*** Block opens ***

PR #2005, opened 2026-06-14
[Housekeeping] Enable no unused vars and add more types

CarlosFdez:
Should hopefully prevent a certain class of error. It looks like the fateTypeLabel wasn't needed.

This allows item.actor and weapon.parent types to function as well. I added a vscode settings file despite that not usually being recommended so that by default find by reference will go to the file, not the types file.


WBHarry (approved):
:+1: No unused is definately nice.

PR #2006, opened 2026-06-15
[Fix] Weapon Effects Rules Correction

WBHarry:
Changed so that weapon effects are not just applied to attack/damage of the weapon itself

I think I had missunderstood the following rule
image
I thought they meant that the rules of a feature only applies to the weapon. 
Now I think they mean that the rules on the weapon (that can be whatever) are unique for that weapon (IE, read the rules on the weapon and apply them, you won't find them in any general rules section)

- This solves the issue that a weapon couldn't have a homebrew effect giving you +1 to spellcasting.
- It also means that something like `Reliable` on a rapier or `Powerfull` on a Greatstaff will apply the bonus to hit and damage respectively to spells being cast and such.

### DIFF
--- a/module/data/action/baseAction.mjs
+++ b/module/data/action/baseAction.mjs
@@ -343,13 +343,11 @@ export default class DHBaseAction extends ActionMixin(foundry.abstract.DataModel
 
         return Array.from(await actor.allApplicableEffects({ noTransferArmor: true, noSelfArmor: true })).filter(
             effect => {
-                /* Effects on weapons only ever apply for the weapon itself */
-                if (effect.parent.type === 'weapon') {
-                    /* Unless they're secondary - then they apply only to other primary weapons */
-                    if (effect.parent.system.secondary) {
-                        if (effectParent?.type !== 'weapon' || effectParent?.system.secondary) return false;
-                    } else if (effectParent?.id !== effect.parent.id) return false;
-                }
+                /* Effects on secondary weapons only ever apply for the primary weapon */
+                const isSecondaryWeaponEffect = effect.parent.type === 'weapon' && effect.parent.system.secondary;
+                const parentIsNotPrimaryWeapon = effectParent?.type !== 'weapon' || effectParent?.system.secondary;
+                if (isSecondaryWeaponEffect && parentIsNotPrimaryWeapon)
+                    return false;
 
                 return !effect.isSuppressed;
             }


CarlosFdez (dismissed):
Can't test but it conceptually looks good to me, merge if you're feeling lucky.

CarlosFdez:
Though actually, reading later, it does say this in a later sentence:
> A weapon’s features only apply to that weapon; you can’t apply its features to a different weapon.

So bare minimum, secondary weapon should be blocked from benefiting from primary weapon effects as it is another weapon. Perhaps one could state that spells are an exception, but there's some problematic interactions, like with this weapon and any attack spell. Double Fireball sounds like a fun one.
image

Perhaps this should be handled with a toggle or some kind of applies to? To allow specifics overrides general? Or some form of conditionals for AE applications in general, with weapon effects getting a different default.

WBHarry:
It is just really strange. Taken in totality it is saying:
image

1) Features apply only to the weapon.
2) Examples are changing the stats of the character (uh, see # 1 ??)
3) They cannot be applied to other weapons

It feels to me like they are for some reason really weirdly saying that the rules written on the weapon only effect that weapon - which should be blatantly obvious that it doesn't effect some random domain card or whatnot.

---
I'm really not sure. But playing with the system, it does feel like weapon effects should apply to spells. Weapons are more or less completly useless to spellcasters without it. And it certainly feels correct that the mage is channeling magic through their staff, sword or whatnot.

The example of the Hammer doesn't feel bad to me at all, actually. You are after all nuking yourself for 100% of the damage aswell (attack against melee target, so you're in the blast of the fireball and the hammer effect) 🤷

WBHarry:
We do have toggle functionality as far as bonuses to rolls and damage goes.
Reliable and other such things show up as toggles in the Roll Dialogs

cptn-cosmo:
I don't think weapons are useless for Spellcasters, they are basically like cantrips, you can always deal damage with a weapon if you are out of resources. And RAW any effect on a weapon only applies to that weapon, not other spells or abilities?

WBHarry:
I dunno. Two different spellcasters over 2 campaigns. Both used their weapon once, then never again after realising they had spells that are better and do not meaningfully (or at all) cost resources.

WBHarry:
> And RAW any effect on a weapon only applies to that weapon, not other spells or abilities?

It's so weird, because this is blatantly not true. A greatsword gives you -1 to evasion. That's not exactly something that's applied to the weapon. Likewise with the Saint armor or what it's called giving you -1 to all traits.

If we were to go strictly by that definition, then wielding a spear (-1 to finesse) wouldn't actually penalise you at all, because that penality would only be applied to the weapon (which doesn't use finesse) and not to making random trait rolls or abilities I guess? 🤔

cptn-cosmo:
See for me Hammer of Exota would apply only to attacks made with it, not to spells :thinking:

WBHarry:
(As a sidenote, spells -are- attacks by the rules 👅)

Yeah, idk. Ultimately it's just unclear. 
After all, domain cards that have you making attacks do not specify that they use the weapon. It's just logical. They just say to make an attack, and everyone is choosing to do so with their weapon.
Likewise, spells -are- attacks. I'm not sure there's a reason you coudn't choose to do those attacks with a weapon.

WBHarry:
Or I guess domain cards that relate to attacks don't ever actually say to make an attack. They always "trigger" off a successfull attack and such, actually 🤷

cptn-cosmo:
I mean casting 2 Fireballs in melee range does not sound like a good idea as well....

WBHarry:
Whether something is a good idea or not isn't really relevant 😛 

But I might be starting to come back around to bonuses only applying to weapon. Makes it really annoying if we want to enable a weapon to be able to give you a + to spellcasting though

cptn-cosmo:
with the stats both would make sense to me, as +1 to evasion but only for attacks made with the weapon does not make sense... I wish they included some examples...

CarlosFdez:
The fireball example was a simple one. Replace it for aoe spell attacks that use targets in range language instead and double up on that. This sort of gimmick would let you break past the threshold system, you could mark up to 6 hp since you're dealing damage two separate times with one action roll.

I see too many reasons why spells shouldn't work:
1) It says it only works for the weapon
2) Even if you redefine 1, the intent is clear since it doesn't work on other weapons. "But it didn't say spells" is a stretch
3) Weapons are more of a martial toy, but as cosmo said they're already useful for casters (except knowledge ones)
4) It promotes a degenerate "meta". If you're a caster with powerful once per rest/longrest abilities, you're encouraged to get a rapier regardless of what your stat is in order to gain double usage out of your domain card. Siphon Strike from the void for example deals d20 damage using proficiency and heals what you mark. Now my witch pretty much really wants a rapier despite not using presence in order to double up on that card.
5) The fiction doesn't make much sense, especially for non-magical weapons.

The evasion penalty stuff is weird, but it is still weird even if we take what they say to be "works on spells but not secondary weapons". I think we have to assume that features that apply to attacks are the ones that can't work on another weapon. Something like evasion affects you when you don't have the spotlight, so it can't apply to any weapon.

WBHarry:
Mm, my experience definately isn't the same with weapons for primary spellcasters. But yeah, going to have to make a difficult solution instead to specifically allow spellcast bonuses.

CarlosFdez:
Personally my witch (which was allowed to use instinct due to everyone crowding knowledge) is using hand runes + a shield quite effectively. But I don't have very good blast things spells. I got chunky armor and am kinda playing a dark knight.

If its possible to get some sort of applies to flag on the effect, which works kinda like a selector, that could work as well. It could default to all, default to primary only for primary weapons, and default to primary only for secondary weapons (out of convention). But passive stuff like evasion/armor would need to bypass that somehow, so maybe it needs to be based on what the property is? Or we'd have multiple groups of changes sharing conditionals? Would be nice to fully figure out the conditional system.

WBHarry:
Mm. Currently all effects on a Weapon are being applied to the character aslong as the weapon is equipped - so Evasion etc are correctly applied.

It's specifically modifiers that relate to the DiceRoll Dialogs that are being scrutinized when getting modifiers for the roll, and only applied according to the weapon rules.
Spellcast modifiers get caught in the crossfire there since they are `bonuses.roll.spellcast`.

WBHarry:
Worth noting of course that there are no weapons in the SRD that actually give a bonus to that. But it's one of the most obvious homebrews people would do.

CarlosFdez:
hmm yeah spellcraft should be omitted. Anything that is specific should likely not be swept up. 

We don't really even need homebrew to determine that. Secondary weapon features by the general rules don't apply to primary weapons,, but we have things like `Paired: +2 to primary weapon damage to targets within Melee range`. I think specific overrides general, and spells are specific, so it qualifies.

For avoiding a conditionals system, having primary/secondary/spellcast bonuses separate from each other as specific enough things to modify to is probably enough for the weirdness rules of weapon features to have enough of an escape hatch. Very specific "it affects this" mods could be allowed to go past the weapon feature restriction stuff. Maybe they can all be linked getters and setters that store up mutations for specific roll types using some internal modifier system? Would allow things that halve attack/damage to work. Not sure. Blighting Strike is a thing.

*** Block closes ***

» **PROBLEM TO SOLVE**: Both the first line of the data above and the line with "PR #2006, opened 2026-06-15" must be included; please return exactly those lines and the ones between them.

» **TASK RESULT**:
PR #2005, opened 2026-06-14
[Housekeeping] Enable no unused vars and add more types

CarlosFdez:
Should hopefully prevent a certain class of error. It looks like the fateTypeLabel wasn't needed.

This allows item.actor and weapon.parent types to function as well. I added a vscode settings file despite that not usually being recommended so that by default find by reference will go to the file, not the types file.


WBHarry (approved):
:+1: No unused is definately nice.

PR #2006, opened 2026-06-15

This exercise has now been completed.